方砚翙站在书房前看着四合院上空那方方正正的天空与天空中游弋的透着暗暗的霞光的云,竟然痴了。也没有理会小厮们窃窃私语的内容,因为他知道,他们谈话的主题定然是他,即使不是他,而是厨房的婆子,采买的管事,但是话头终将会绕到他的身上。从无例外。
他知道的,他什么都知道,知道管家克扣他的例银,知道小厮怠慢他,知道厨房减少他的菜品,知道丫鬟小厮肆无忌惮的议论他……
但是那又如何呢?方砚翙依旧看着那狭小的天空仿佛没有看到远处探头探脑的人影。
“大少爷最近居然不读书了呢,真真是奇闻一件啊。”一浅褐色短襟打扮的小厮靠在树上说道。

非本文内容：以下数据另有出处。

PR #8953, opened 2026-07-24
Add a MIR optimisation pipeline view for Rust

### LINKED ISSUE #8949: [REQUEST]: Support for Rust MIR pipeline

When debugging/exploring rustc optimizations, godbolt currently has support for showing the LLVM-level optimization pipeline. But there are MIR optimizations that run before we get there, and godbolt doesn't have any way (that I know of) to display them.

Add a new item next to "opt pipeline" that invokes rustc with `-Zdump-mir=all`. This will generate a "before" and "after" version of the MIR of every stage of the pipeline. And then *handwave* somehow display that nicely? I don't know how the existing LLVM pipeline display works but maybe it could be something similar?

If there are small tweaks to rustc that make this easier for godbolt I'd happily figure out what is doable there. :)

We could just not do this but then I have to keep running `rustc -Zdump-mir` locally by hand and go through these files. I feel like this could be much nicer on godbolt.

### Additional context

Not applicable

narpfel:
This reuses the LLVM opt pipeline view to show Rust MIR optimisations.

Resolves #8949.

Screenshot: 
rust-mir-opt-view


narpfel:
Rebased onto `main` and resolved conflicts with #8960.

“你且嘴碎”旁边一身着粉衣梳着长辫的七八岁的女孩笑着说,说着还作势要打,小厮连连求饶,并唤了几声姑奶奶,硬挨了几拳才得了豁免。
“这话大家嚼烂了,你才说,真是怪没意思的。”旁边一同样浅褐色短襟打扮的小厮斜站在那里,全身的重量都倚在一条腿上嘲讽的看着原来那小厮。
原先那小厮涨红了脸,张嘴Y_u言,却又闭上了嘴愤恨的瞪了这小厮一眼然后将头抬起来,鼻孔向上不说话了。
“你且小心,大少爷固然如此,但毕竟是主子,咱们这些下人怎敢妄加评论。”那粉衣女孩又瞪了这小厮一眼才带头离开。她离开时的背影袅娜无比,若是不知道的把她认作哪个府邸中的小姐也并非难事。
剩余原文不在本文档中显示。